【保存版】MCバトル用語辞典|現場でよく聞く50語を初心者向けに解説

「実況が言ってる『バイブス』って結局何?」
「『アンサー返した』ってどういう意味?」
「現場で使われてる言葉についていけない…」
MCバトルの動画を見ていると、独特な用語が次々と飛び交いますよね。意味が分かるとバトルの見え方が一気に変わります。
この記事では、MCバトルの観戦・実況・現場でよく使われる用語50語をカテゴリー別に解説します。ブックマークしておけば、観戦中に「これ何だっけ?」となったときの辞書として使えます。

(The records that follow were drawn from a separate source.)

Issue #11966, opened 2020-10-15
`which.rb` fails if `PATH` is not set


dariocutillas:
### Vagrant version

I'm running 2.2.9 but I've checked the sources of `which.rb` in 2.2.10 and it is the same.

### Host operating system

Linux (Fedora 32).

### Guest operating system

ubuntu/bionic64.

### Vagrantfile
Not needed to reproduce the issue.

### Description

The implementation of `which.rb` fails if `env['PATH']` is `nil` on line 41:

```
search_path.encode(...)
```

### Expected behaviour

`which` shall not find whatever it is trying to find, that is ok, but we should not see an attempt to access `encode` on a nil reference because it is difficult to understand what is going on.

Assuming `PATH` is set is a wrong assumption and `env['PATH']` will return `nil` if the variable isn't set.

PR #11967, opened 2020-10-15
Check search_path for nil in which.rb

dariocutillas:
Related issue: #11966.

`search_path` can be `nil` because `PATH` might have not been set, which results in an exception when `search_path.encode` is exercised.

If `PATH` is not set, `which.rb` should probably simply consider that the executable isn't found.

Please note I don't develop in Ruby so edit as necessary.

### DIFF
--- a/lib/vagrant/util/which.rb
+++ b/lib/vagrant/util/which.rb
@@ -37,11 +37,13 @@ module Vagrant
           search_path = ENV['PATH']
         end
 
-        SilenceWarnings.silence! do
-          search_path.encode('UTF-8', 'binary', invalid: :replace, undef: :replace, replace: '').split(File::PATH_SEPARATOR).each do |path|
-            exts.each do |ext|
-              exe = "#{path}#{File::SEPARATOR}#{cmd}#{ext}"
-              return exe if File.executable? exe
+        if !search_path.nil?
+          SilenceWarnings.silence! do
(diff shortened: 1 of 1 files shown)


soapy1 (changes requested):
Thanks, this looks great! 🎉 
If you have some time, could you also add a little test for this. Some [tests already exist](https://github.com/hashicorp/vagrant/blob/master/test/unit/vagrant/util/which_test.rb#L42) for this module, they can provide a good example. 🦘

dariocutillas:
Thanks for feedback. I'll have a look during the weekend to see if I can add a relevant test.

lib/vagrant/util/which.rb
```diff
@@ -37,11 +37,13 @@ def self.which(cmd, **opts)
           search_path = ENV['PATH']
         end
 
-        SilenceWarnings.silence! do
-          search_path.encode('UTF-8', 'binary', invalid: :replace, undef: :replace, replace: '').split(File::PATH_SEPARATOR).each do |path|
-            exts.each do |ext|
-              exe = "#{path}#{File::SEPARATOR}#{cmd}#{ext}"
-              return exe if File.executable? exe
+        if !search_path.nil?
```
chrisroberts, line 40: I think that instead of including a conditional here, just forcing the type would be a bit cleaner:

```ruby
search_path.to_s.encode('UTF-8', ...
```

chrisroberts (changes requested):

dariocutillas:
I'm unfortunately not going to be able to sign the CLA given that my employer hasn't given me permission to do it. I guess someone else will have to submit the fix.

PR #11978, opened 2020-10-19
Add TPM functionality for Gen 2 Hyper-V machines

### LINKED ISSUE #11861: Enhancement Request: Add support for vTPM/TPM in Hyper-V Generation 2 VMs

I want to have a vTPM/TPM device enabled in a Hyper-V virtual machine.

Add a provider boolean flag, e.g., `hyperv.tpm = true` (the default should be `false`).

This should internally use the [Enable-VMTPM](https://docs.microsoft.com/en-us/powershell/module/hyper-v/enable-vmtpm?view=win10-ps)/[Disable-VMTPM](https://docs.microsoft.com/en-us/powershell/module/hyper-v/disable-vmtpm?view=win10-ps) cmdlets.

We can do this with a trigger, but having a boolean flag at the provider level is much more straitforward.

**Additional context**

This probably should also be added to packer and its box.xml (similar to what was done in https://github.com/hashicorp/vagrant/pull/11756).

grahhhhhhham:
This allows for the [Trusted Platform Module](https://docs.microsoft.com/en-us/powershell/module/hyper-v/enable-vmtpm?view=win10-ps) to be enabled for Hyper-V machines. I only have Windows 10 Home, so I can't actually test this out beyond unit testing in RSpec, and would appreciate if someone is able to do that.

Also, in general it's my first time contributing here so any pointers / changes just let me know.

Fixes #11861

### DIFF
--- a/plugins/providers/hyperv/scripts/configure_vm.ps1
+++ b/plugins/providers/hyperv/scripts/configure_vm.ps1
@@ -20,7 +20,9 @@ param(
     [parameter (Mandatory=$false)]
     [switch] $EnableCheckpoints,
     [parameter (Mandatory=$false)]
-    [switch] $EnableAutomaticCheckpoints
+    [switch] $EnableAutomaticCheckpoints,
+    [parameter (Mandatory=$false)]
+    [switch] $EnableTrustedPlatformModule
 )
 
 $ErrorActionPreference = "Stop"
@@ -124,4 +126,18 @@ try {
 } catch {
     Write-ErrorMessage "Failed to ${AutoAction} automatic checkpoints on VM: ${PSItem}"
     exit 1
+}
+
+if($VM.Generation -gt 1) {
+    try {
+        if($EnableTrustedPlatformModule) {
+            Hyper-V\Enable-VMTPM -VM $VM
+            $tpmAction = "enable"
+        } else {
+            Hyper-V\Disable-VMTPM -VM $VM
+            $tpmAction = "disable"
+        }
+    } catch {
+        Write-ErrorMessage "Failed to ${tpmAction} Trusted Platform Module on VM: ${PSItem}"
+    }
 }
--- a/Gemfile
+++ b/Gemfile
@@ -5,5 +5,5 @@ gemspec
 if File.exist?(File.expand_path("../../vagrant-spec", __FILE__))
   gem 'vagrant-spec', path: "../vagrant-spec"
 else
-  gem 'vagrant-spec', git: "https://github.com/hashicorp/vagrant-spec.git", branch: :main
+  gem 'vagrant-spec', git: "https://github.com/hashicorp/vagrant-spec.git"
 end
--- a/Gemfile
+++ b/Gemfile
@@ -5,5 +5,5 @@ gemspec
 if File.exist?(File.expand_path("../../vagrant-spec", __FILE__))
   gem 'vagrant-spec', path: "../vagrant-spec"
 else
-  gem 'vagrant-spec', git: "https://github.com/hashicorp/vagrant-spec.git"
+  gem 'vagrant-spec', git: "https://github.com/hashicorp/vagrant-spec.git", branch: :main
 end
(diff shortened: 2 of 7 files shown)


soapy1 (changes requested):
Looking good so far!

Testing this out some I get this error
```
Failed to  Trusted Platform Module on VM: The operation failed.

The selected security settings of a virtual machine cannot be changed without a valid key protector configured.

The operation failed.

The selected security settings of virtual machine 'ubuntu-18.04-amd64' cannot be changed without a valid key protector configured. Configure a valid key protector and try again. (Virtual machine ID C3F39E68-1813-4C4A-9CB8-29BF837F5FCF)
```

It looks like in addition to enabling the TPM module, a [key protector](https://docs.microsoft.com/en-us/powershell/module/hyper-v/set-vmkeyprotector) also needs to be setup for the VM. From the docs, the key protector can be generated for the vm or one can be specified. I think Vagrant should probably support both options. Maybe, like adding another option `key_protector` as a reference to key to use. If no `key_protector` is specified, then Vagrant can go ahead and generate one.

Also, it looks like [Isolated User Mode](https://docs.microsoft.com/en-us/windows-server/virtualization/hyper-v/learn-more/generation-2-virtual-machine-security-settings-for-hyper-v#enable-isolated-user-mode) needs to be enabled for windows 10. It might be nice to output some warning about that so users aren't so surprised about the state of their machine.

grahhhhhhham:
@soapy1 Thanks for the review! I'll take a look at these soon

rgl:
@grahamhub did you had a chance to look into this? :-)

grahamhub:
@rgl between the winter holidays and school I totally forgot about this! thanks for reminding me, I should have some time to dig back into this in the next week or so

plugins/providers/hyperv/scripts/configure_vm.ps1
```diff
@@ -125,3 +127,17 @@ try {
     Write-ErrorMessage "Failed to ${AutoAction} automatic checkpoints on VM: ${PSItem}"
     exit 1
 }
+
+if($VM.Generation -gt 1) {
+    try {
+        if($EnableTrustedPlatformModule) {
+            Hyper-V\Enable-VMTPM -VM $VM
+            $tpmAction = "enable"
```
rgl, line 135: this should be done before calling the `Hyper-V\Enable-VMTPM` cmdlet. Or else the `catch` block will try to use an uninitialized variable.

grahamhub: thanks for catching that!

grahamhub:
@soapy1 it's in a state where I'm almost ready to push my new commit, but I did have one question regarding the Isolated User Mode: the cmdlets that enable this setting require elevation (i.e. need to be run as admin). I checked the codebase and couldn't find any current scripts that handle elevation dynamically - how should I proceed?

I have a branch in `configure_vm.ps1` that checks to see if the cmdlets need to be run, and if they do then it runs the necessary script (`enable_isolated_user_mode.ps1`, which has the `#Requires -RunAsAdministrator` flag so that the primary config script doesn't need it). I'm still a powershell novice so I'm not even sure if it's possible to elevate without the user confirming, or if there's a way to have a "custom" elevation confirmation (like having them confirm in the CLI, then run as admin vs. the usual route of right-clicking on something then running it again). If you have any ideas or if this has already been addressed somewhere else and I just missed it, I'd appreciate the guidance!

soapy1:
Heya @grahamhub, thanks for sorting this out 🎉 
It looks like it'll be quite an ordeal to do this kind of privileged escalation. Maybe correct me if I'm wrong, but the only part that needs admin access is enabling the isolated user mode. So, I think the best course of action here is for Vagrant to not try to enable that. But, rather kick back an error to the user saying that this windows mode needs to be enabled in order to use this feature. The error message can also tell the user what command they need to run to do that.

VishnuJin:
interested to know the state of this PR ? I am also looking for such a solution to deal with `The key protector could not be unwrapped` issue

PR #11979, opened 2020-10-19
Update default branch to main

soapy1:


scripts/website_push_docs.sh
```diff
@@ -34,7 +34,7 @@ git add .
 git commit -q -m "Deploy by $USER"
 
 git remote add heroku git@heroku.com:vagrantup-docs-2.git
-git push -f heroku master
+git push -f heroku main
```
soapy1, line 37: I think this should work (https://devcenter.heroku.com/changelog-items/1829) but should give it a go anyway

chrisroberts: This script is deprecated anyway and we can just remove :smiley:

chrisroberts (approved):
:tada:

scripts/website_push_docs.sh
soapy1: oooo! how about `scripts/website_push_www.sh`?

Issue #11944, opened 2020-10-08
Vagrant does not override synced folder definition as expected


Wenzel:
### Vagrant version

`Vagrant 2.2.10`

### Host operating system

Windows 10

### Guest operating system

`generic/debian10`

### Vagrantfile

```ruby
require 'rubygems'

Vagrant.configure(2) do |config|
    config.vm.box = "generic/debian10"
    config.vm.box_version = "3.0.32"
    config.vm.define "kvmi"

    # configuration
    root_dir = '/vagrant'
    enabled_vms = {
        'winxp': true,
        'win7': false,
        'ubuntu': false,
    }

    # synced_folder_hash is a convenient way to define multiple
    # local directory mappings that should be exposed to the guest
    # [local path] => [remote path]
    # if Nil, remote path is /vagrant/{basename}
    synced_folder_hash = {
        "" => nil,
    }

    # disable exposing current dir
    config.vm.synced_folder ".", "/vagrant", disabled: true

    # expose parent dir
    # default: use NFS
    config.vm.synced_folder "..", root_dir,
        :nfs => true,
        :nfs_version => 4,
        :nfs_udp => false,
        # speedup NFS with custom options
        :linux__nfs_options => ["rw", "no_subtree_check", "all_squash"]

    config.vm.provider "hyperv" do |hyperv, override|
        hyperv.cpus = 4
        hyperv.memory = 2048
        hyperv.enable_virtualization_extensions = true

        # on Windows we will use rsync
        # excluding .git directories is recommended of course, but here we need the kvm/.git directory
        # since we want to do the checkout from inside the VM
        # We cannot do an initial checkout on the Windows host because of filesystem limitations.
        override.vm.synced_folder "..", root_dir,
            :type => "rsync"
    end
end
```

### Debug output

[vagrant.log](https://gist.github.com/Wenzel/d3b4ff0032d94ce7b3621aee28b199db)

### Expected behavior

Vagrant should have overriden the default shared folder configuration for `..` from `nfs` type to `rsync` type.

### Actual behavior

Vagrant complains that NFS is not available on Windows.

### Steps to reproduce

1. vagrant up

![Sans titre](https://user-images.githubusercontent.com/964610/95479585-3c32d300-098b-11eb-8677-059de5f30ef9.png)

Thanks !

soapy1:
Looking into this a bit there are 2 workarounds

1 Use `:type` instead of `:nfs` setting up the synced folder
[...]

PR #11988, opened 2020-10-22
Replace :nfs option with :type for synced folders

soapy1:
fixes https://github.com/hashicorp/vagrant/issues/11944


chrisroberts (approved):
:+1:

Issue #11983, opened 2020-10-21
SLES11 change_host_name.rb hostnamectl: command not found


TheKrizz:
### Vagrant version

2.2.10  (since 2.2.7)

### Host operating system

Windows 10

### Guest operating system

SLES11
### Vagrantfile

```ruby
(part of vagrant-file)
    sles11.vm.hostname = "sles11-vm"
    sles11.vm.network 'private_network', ip: '192.168.0.111'
    sles11.vm.guest = 'suse'

```

### Debug output

 INFO interface: info: Setting hostname...
 INFO interface: info: ==> sles11: Setting hostname...
==> sles11: Setting hostname...
DEBUG ssh: Checking whether SSH is ready...
DEBUG ssh: Re-using SSH connection.
 INFO ssh: SSH is ready!
DEBUG ssh: Re-using SSH connection.
 INFO ssh: Execute:  (sudo=false)
DEBUG ssh: stderr: 41e57d38-b4f7-4e46-9c38-13873d338b86-vagrant-ssh
DEBUG ssh: Exit status: 0
DEBUG guest: Searching for cap: change_host_name
DEBUG guest: Checking in: suse
DEBUG guest: Found cap: change_host_name in suse
 INFO guest: Execute capability: change_host_name [#<Vagrant::Machine: sles11 (VagrantPlugins::ProviderVirtualBox::Provider)>, "sles11-vm"] (suse)
DEBUG ssh: Re-using SSH connection.
 INFO ssh: Execute:           grep -w 'sles11-vm' /etc/hosts || {
            for i in {1..5}; do
grep -w "127.0.${i}.1" /etc/hosts || {
  echo "127.0.${i}.1 sles11-vm.local.vm sles11-vm" >> /etc/hosts
  break
}
            done
          }
 (sudo=true)
DEBUG ssh: stderr: 41e57d38-b4f7-4e46-9c38-13873d338b86-vagrant-ssh
DEBUG ssh: Exit status: 0
DEBUG ssh: Re-using SSH connection.
 INFO ssh: Execute: test "$(hostnamectl --static status)" = "sles11-vm" (sudo=false)
DEBUG ssh: stderr: 41e57d38-b4f7-4e46-9c38-13873d338b86-vagrant-ssh
DEBUG ssh: stderr: bash: line 4: hostnamectl: command not found

DEBUG ssh: Exit status: 1
DEBUG ssh: Re-using SSH connection.
[...]

PR #11996, opened 2020-10-26
Don't use hostnamectl if not on system

soapy1:
fixes https://github.com/hashicorp/vagrant/issues/11983

### DIFF
--- a/plugins/guests/suse/cap/change_host_name.rb
+++ b/plugins/guests/suse/cap/change_host_name.rb
@@ -1,22 +1,43 @@
-require_relative '../../linux/cap/change_host_name'
+require 'vagrant/util/guest_hosts'
+require 'vagrant/util/guest_inspection'
 
 module VagrantPlugins
   module GuestSUSE
     module Cap
       class ChangeHostName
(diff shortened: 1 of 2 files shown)


plugins/guests/suse/cap/change_host_name.rb
```diff
@@ -1,22 +1,43 @@
...
+          if hostnamectl?(comm)
+            if !comm.test("test \"$(hostnamectl --static status)\" = \"#{basename}\"", sudo: false)
+              cmd = <<-EOH.gsub(/^ {14}/, "")
+              hostnamectl set-hostname '#{basename}'
+              echo #{name} > /etc/HOSTNAME
+              EOH
+              comm.sudo(cmd)
+            end
+          else
+           if !comm.test("hostname -f | grep '^#{name}$'", sudo: false)
```
chrisroberts, line 32: The indentation here seems to be a bit off (only single character instead of two)

chrisroberts (approved):
Just a formatting thing to be addressed. Looks good otherwise so can merge after adjusting indentation.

この記事の使い方:まずは「基本のキ」の10語だけ覚えればバトルは十分楽しめます。残りは観戦しながら少しずつ覚えていけばOKです。
まず覚えたい基本のキ(10語)
MC(エムシー)
バトルに出場するラッパーのこと。もともとは「Master of Ceremonies(場を仕切る人)」の略で、HIPHOP文化ではラッパーの呼び名として定着しています。
バース
ラップのひとまとまりの歌唱パート。バトルでは「8小節2本」のように、決められた小節数のバースを交互に蹴り合います。
小節(しょうせつ)
ビートの区切りの単位。日本のMCバトルは8小節×2本または16小節×1本の形式が主流です。ルールの詳細は大会ごとに異なります。
韻(いん)/ライム
母音を揃えて言葉を重ねるラップの基本技術。「未来」「期待」「時代」はすべて母音が「i-a-i」で揃っています。詳しくは韻の踏み方入門で解説しています。
フロウ
ラップの節回し・リズムの乗せ方のこと。同じ歌詞でもフロウが変わると全く違って聴こえます。歌うようなフロウを「歌ネタ」と呼ぶこともあります。
バイブス
その場の熱量・気迫・感情の高まりのこと。「バイブスで会場を持っていく」のように使います。理屈ではなく熱で観客を動かす力を指す、バトルで最も重要な要素の一つです。
パンチライン
観客が「うわっ」と沸く決め台詞のこと。一撃で流れを変える強力な一節を指します。名勝負には必ず語り継がれるパンチラインがあります。
アンサー
相手の攻撃(ディス)に対する言い返しのこと。相手の言葉を拾って切り返すのがバトルの醍醐味で、「アンサーになっていない」は敗因としてよく挙げられます。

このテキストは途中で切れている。